▸ MATERIAL FOR THIS EXERCISE
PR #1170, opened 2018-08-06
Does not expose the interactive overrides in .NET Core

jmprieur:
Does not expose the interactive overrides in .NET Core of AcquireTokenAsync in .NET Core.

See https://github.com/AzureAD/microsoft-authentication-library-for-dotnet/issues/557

▸ WHAT THE TASK REQUIRES
Where a line of the listing holds "Core", show that line.

▸ SOLUTION TO THE PROBLEM
Does not expose the interactive overrides in .NET Core
Does not expose the interactive overrides in .NET Core of AcquireTokenAsync in .NET Core.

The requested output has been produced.